Dáil debates

Tuesday, 23 January 2024

Conflict in Israel and the Occupied Palestinian Territory: Motion

 

7:05 pm

Photo of Catherine ConnollyCatherine Connolly (Galway West, Independent) | Oireachtas source

I have to say that I am disappointed. We should be here today with one voice and one motion that should unequivocally condemn the actions of Israel. Of course, I am on the record as condemning Hamas, but we are way beyond that now. The figures have been mentioned already. Some 25,295 Palestinians have been killed. Just yesterday, four Palestinians were struck and killed as they were trying to recover corpses in Khan Younis, and so on. We stand here today with a speech from the Tánaiste and a motion that bears no reality in relation to what we should be doing as an independent Republic and a sovereign state.

We should be showing leadership as a neutral country. Instead of that, we are playing games.

I welcome the speeches of Government backbenchers. Clearly, the Government itself is out of touch with its own backbenchers, and certainly out of touch with the protestors who have filled the streets of Dublin, Galway, where I have attended every protest, and Killarney. They are telling us to use our voices to stop the slaughter, yet the Government cannot agree with us on a clear motion stating that what Israel is doing is wrong. In fact, while it condemns the ongoing bombardment of Gaza, you would think the bombs were just dropping from the sky. Israel fails to be mentioned.

Turning to the submission to the ICJ, I thank South Africa and its legal team. We have been quoting the President of Israel, its Prime Minister and its various ministers, and that is completely set out the document. When we talk about a two-state solution, which the Tánaiste has said he believes in, I will quote what one of the Ministers have said:

[When] they return here [they] will find scorched earth. No houses, no agriculture, no nothing. They have no future.

That is what has been clearly set out by the leaders of Israel, from top to bottom, yet we cannot agree on a motion that sets that out. If we look on Israel as our friend, it is our duty, not just under the genocide convention, to tell our friends that what they are doing is wrong. To equate our criticism and condemnation of the actions of the Israeli Government and the army to antisemitism is completely out of bounds. It is unacceptable to do that. It is an insult to the Jewish people and to the brave Jewish people who have come out, at great cost to themselves, and said that what the Israeli Government is doing in their name is absolutely wrong.

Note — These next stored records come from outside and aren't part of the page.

Issue #1009, opened 2021-04-28
Cleanup Action Interface


BenjaminRodenberg:
The actions are a rarely used feature, which needs a lot of maintainment. We want to use the 3.0.0 release for removing unneeded actions. Let's use this issue for collecting comments related to the action interface.

BenjaminRodenberg:
[This code](https://github.com/precice/precice/pull/935/files/0ee5d5af9f5a1393c49812dd6869808a45ce6aeb#diff-77d4c4cc6ff34a09a88b532f34bf52b866f14df95ab2d29643121a460877410cR28-R30) needs an update, if #935 gets merged.

fsimonis:
This also includes the deprecated vertex normals #1000

fsimonis:
Related to #1438

uekerman:
We should also remove the deprecated ones:

```
REGULAR_PRIOR
REGULAR_POST
ON_EXCHANGE_PRIOR
ON_EXCHANGE_POST
```

They still exist on config level.

PR #1611, opened 2023-04-02
Remove occurences of deprecated action timings

BenjaminRodenberg:
## Main changes of this PR

* Remove deprecated action timings REGULAR_PRIOR, REGULAR_POST, ON_EXCHANGE_PRIOR, ON_EXCHANGE_POST from tests.
* Remove corresponding tests using these timings.

Comment in #1009 

## Author's checklist

## Reviewers' checklist


BenjaminRodenberg:
As suggested in #1009 I cleaned up the deprecated action timings. I did this in a very quick and rough way and also deleted all the tests that rely on these action timings. If someone could instead port these tests that we could still use them I guess this would be much better, because at the current state not too many tests are left (actually there is only a single unit test left).

uekerman:
I am already working towards this; might redo this here in another PR.

uekerman:
Replaced by #1614

Issue #1438, opened 2022-09-20
Which data actions are really needed?


BenjaminRodenberg:
While working on waveform relaxation I had a lot of trouble with providing the right data at the right time to the data actions. We might be able to simplify this part of preCICE by removing some features here. The following function is called at several places in `SolverInterfaceImpl`:

https://github.com/precice/precice/blob/b81e53f5bd5d63b18b45692756d894211050f381/src/precice/impl/SolverInterfaceImpl.cpp#L2028-L2041

There are the following timings that are used with this function:

* `action::Action::READ_MAPPING_PRIOR`
* `action::Action::READ_MAPPING_POST`
* `action::Action::WRITE_MAPPING_PRIOR`
* `action::Action::WRITE_MAPPING_POST`
* `action::Action::ON_TIME_WINDOW_COMPLETE_POST`

Ideally, I would like to remove all data actions that are used with these timings and only keep `action::Action::ON_TIME_WINDOW_COMPLETE_POST`. We could potentially also introduce a new timing at the end of the window, if the iteration has not converged. The purpose of this is to move all actions after the waveform relaxation and mapping is done to have less interference of actions, mapping and waveform relaxation.

BenjaminRodenberg:
@uekerman can we close this issue? I think #1614 pretty much resolves this.

uekerman:
yes

PR #1614, opened 2023-04-05
Cleanup actions

### LINKED ISSUE #1009: Cleanup Action Interface

uekerman:
## Main changes of this PR

- Removes deprecated timings `REGULAR_PRIOR, REGULAR_POST, ON_EXCHANGE_PRIOR, ON_EXCHANGE_POST`
- Further removes timings `READ_MAPPING_PRIOR, WRITE_MAPPING_PRIOR, ON_TIME_WINDOW_COMPLETE_POST` as I could not identify current use cases for these.
  - This means, only `READ_MAPPING_POST` and `WRITE_MAPPING_POST` remain. 
  - If the mesh coordinates are not involved in an action, there is no difference between "prior" and "post".
  - For the summation action, all data fields need to be on the same mesh. This is typically the case *after* the mapping. Before the mapping, one could also sum in the adapter if data fields are on the same mesh.
  - `ON_TIME_WINDOW_COMPLETE_POST`: I could not think of a realistic action one would only want to perform after convergence. 
- Removes the unused `ComputeCurvatureAction`.
- Removes `vertexCallback` and `postAction` from the callback interface of `PythonAction`.
  - If there is no dependence on the mesh coordinates, there can again be no difference between "prior" and "post".
  - If `vertexCallback` is gone, also `postAction` makes no sense any more. 

Closes #1009, #1438 
Replaces #1611

- Mainly removing unused, but not necessarily unusable features to keep things manageable. If ever needed, some of these features should not be too complicated to add again. I looked at all currently used actions I am aware of: #840, [forum](https://precice.discourse.group/t/multiple-fluid-domains-interacting-with-a-shell-structure-precice-configuration-on-the-openfoam-side/1250), [thesis Gibert](https://theses.hal.science/tel-03859464/document)  
- `ScaleByAreaAction` does only work 100% in serial. In parallel, it suffers from the same "connectivity over ranks" issue as scaled-consistent mappings, see also #986. We should mention this in the user documentation.

## Remarks on waveform handling

Currently only "prior" actions were supported. "post" ones do not work as data is already moved to the waveform within the mapping. Some tests now fail as I adjusted these to work with "post" actions.
In general, I recommend to perform actions and mappings en-block for all timesteps, meaning to treat both "read" and "write" the same way. 

https://github.com/precice/precice/blob/135167ac32a5131bfed62d79cb75eafdf9d98bd4/src/precice/impl/SolverInterfaceImpl.cpp#L439-L443

https://github.com/precice/precice/blob/135167ac32a5131bfed62d79cb75eafdf9d98bd4/src/precice/impl/SolverInterfaceImpl.cpp#L1844-L1855

## Author's checklist

* ~[ ] I added a test to cover the proposed changes in our test suite.~
* [ ] Adjust [user documentation](https://precice.org/configuration-action.html), but only merge once v3 is released.

## Reviewers' checklist

* [x] @BenjaminRodenberg Fix waveform handling (here or somewhere else??) such that tests work


BenjaminRodenberg:
The tests should work now. [5912ed2](https://github.com/precice/precice/pull/1614/commits/5912ed235739090b37c6bd703ec1f19c9a5407bb) is mainly a work-around until we have a symmetric treatment of the read and write data context.

BenjaminRodenberg (approved):
From my perspective this simplifies the actions a lot. Not sure if this is really the last and final step here, but definitely going into the right direction. I also merged this PR into "my" PR https://github.com/precice/precice/pull/1504 and it integrates well. But it also shows the problems with the current non-symmetric implementation of the read/write data context, actions and mapping more clearly (which is good).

I ask the Minister of State to read the submission by South Africa. At the very least, we should be supporting and lauding it for having the courage to make this submission. We should have one motion in all our names; that is the message that should be going out to Israel and the Israeli ambassador. That is not the same as being anti-Jewish; it is pro-Jewish, pro-Palestine and pro-life. It is an absolute obscenity for the Tánaiste to have said in his contribution that the people of Palestine can wait no longer when that is exactly what we are allowing to happen.